In full and word for word, print the data below.

Segment Open

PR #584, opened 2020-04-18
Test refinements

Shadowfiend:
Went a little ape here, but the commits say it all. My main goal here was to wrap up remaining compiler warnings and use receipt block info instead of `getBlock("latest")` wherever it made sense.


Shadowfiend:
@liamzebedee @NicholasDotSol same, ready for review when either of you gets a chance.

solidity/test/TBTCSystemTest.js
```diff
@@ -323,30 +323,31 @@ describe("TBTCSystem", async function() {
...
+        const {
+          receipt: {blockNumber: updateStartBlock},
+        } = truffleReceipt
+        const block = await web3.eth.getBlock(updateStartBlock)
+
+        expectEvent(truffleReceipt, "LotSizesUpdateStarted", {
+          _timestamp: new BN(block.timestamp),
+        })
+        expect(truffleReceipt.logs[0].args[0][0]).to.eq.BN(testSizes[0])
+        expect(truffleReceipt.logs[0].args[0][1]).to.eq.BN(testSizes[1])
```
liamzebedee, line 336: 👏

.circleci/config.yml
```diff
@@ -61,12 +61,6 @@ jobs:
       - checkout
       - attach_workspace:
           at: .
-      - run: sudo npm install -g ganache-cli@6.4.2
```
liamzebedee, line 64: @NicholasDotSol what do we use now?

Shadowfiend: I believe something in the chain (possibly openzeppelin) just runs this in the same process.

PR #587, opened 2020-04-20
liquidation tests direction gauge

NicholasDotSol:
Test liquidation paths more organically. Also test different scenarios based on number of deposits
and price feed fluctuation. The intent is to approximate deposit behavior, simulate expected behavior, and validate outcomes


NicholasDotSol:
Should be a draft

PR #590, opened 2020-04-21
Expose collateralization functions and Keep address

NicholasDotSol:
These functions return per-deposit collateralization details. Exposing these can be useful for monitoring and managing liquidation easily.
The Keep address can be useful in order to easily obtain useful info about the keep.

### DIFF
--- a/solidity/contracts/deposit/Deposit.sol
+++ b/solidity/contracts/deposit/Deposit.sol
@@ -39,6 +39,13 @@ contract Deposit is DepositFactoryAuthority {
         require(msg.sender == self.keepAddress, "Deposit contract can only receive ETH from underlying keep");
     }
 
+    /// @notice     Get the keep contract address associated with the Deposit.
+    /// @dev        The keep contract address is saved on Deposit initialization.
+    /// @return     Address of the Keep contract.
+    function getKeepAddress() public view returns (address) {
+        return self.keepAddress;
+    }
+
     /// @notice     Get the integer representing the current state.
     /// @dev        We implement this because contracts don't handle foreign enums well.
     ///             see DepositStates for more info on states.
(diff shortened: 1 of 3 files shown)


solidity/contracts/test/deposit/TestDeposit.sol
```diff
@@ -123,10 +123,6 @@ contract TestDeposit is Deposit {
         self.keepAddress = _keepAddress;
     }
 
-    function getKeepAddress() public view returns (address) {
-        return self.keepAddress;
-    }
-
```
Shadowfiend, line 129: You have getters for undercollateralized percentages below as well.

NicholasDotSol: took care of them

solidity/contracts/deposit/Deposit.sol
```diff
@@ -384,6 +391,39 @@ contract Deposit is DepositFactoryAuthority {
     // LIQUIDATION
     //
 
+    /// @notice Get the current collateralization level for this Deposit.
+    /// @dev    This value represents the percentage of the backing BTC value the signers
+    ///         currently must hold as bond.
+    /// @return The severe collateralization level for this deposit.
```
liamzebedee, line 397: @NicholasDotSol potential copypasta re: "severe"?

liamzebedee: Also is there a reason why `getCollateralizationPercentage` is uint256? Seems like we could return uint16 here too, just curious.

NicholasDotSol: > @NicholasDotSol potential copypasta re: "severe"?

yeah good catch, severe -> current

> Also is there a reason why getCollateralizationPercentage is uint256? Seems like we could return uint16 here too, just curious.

Segment Closed

● **Exercise result**:
PR #584, opened 2020-04-18
Test refinements

Shadowfiend:
Went a little ape here, but the commits say it all. My main goal here was to wrap up remaining compiler warnings and use receipt block info instead of `getBlock("latest")` wherever it made sense.


Shadowfiend:
@liamzebedee @NicholasDotSol same, ready for review when either of you gets a chance.

solidity/test/TBTCSystemTest.js
```diff
@@ -323,30 +323,31 @@ describe("TBTCSystem", async function() {
...
+        const {
+          receipt: {blockNumber: updateStartBlock},
+        } = truffleReceipt
+        const block = await web3.eth.getBlock(updateStartBlock)
+
+        expectEvent(truffleReceipt, "LotSizesUpdateStarted", {
+          _timestamp: new BN(block.timestamp),
+        })
+        expect(truffleReceipt.logs[0].args[0][0]).to.eq.BN(testSizes[0])
+        expect(truffleReceipt.logs[0].args[0][1]).to.eq.BN(testSizes[1])
```
liamzebedee, line 336: 👏

.circleci/config.yml
```diff
@@ -61,12 +61,6 @@ jobs:
       - checkout
       - attach_workspace:
           at: .
-      - run: sudo npm install -g ganache-cli@6.4.2
```
liamzebedee, line 64: @NicholasDotSol what do we use now?

Shadowfiend: I believe something in the chain (possibly openzeppelin) just runs this in the same process.

PR #587, opened 2020-04-20
liquidation tests direction gauge

NicholasDotSol:
Test liquidation paths more organically. Also test different scenarios based on number of deposits
and price feed fluctuation. The intent is to approximate deposit behavior, simulate expected behavior, and validate outcomes


NicholasDotSol:
Should be a draft

PR #590, opened 2020-04-21
Expose collateralization functions and Keep address

NicholasDotSol:
These functions return per-deposit collateralization details. Exposing these can be useful for monitoring and managing liquidation easily.
The Keep address can be useful in order to easily obtain useful info about the keep.

### DIFF
--- a/solidity/contracts/deposit/Deposit.sol
+++ b/solidity/contracts/deposit/Deposit.sol
@@ -39,6 +39,13 @@ contract Deposit is DepositFactoryAuthority {
         require(msg.sender == self.keepAddress, "Deposit contract can only receive ETH from underlying keep");
     }
 
+    /// @notice     Get the keep contract address associated with the Deposit.
+    /// @dev        The keep contract address is saved on Deposit initialization.
+    /// @return     Address of the Keep contract.
+    function getKeepAddress() public view returns (address) {
+        return self.keepAddress;
+    }
+
     /// @notice     Get the integer representing the current state.
     /// @dev        We implement this because contracts don't handle foreign enums well.
     ///             see DepositStates for more info on states.
(diff shortened: 1 of 3 files shown)


solidity/contracts/test/deposit/TestDeposit.sol
```diff
@@ -123,10 +123,6 @@ contract TestDeposit is Deposit {
         self.keepAddress = _keepAddress;
     }
 
-    function getKeepAddress() public view returns (address) {
-        return self.keepAddress;
-    }
-
```
Shadowfiend, line 129: You have getters for undercollateralized percentages below as well.

NicholasDotSol: took care of them

solidity/contracts/deposit/Deposit.sol
```diff
@@ -384,6 +391,39 @@ contract Deposit is DepositFactoryAuthority {
     // LIQUIDATION
     //
 
+    /// @notice Get the current collateralization level for this Deposit.
+    /// @dev    This value represents the percentage of the backing BTC value the signers
+    ///         currently must hold as bond.
+    /// @return The severe collateralization level for this deposit.
```
liamzebedee, line 397: @NicholasDotSol potential copypasta re: "severe"?

liamzebedee: Also is there a reason why `getCollateralizationPercentage` is uint256? Seems like we could return uint16 here too, just curious.

NicholasDotSol: > @NicholasDotSol potential copypasta re: "severe"?

yeah good catch, severe -> current

> Also is there a reason why getCollateralizationPercentage is uint256? Seems like we could return uint16 here too, just curious.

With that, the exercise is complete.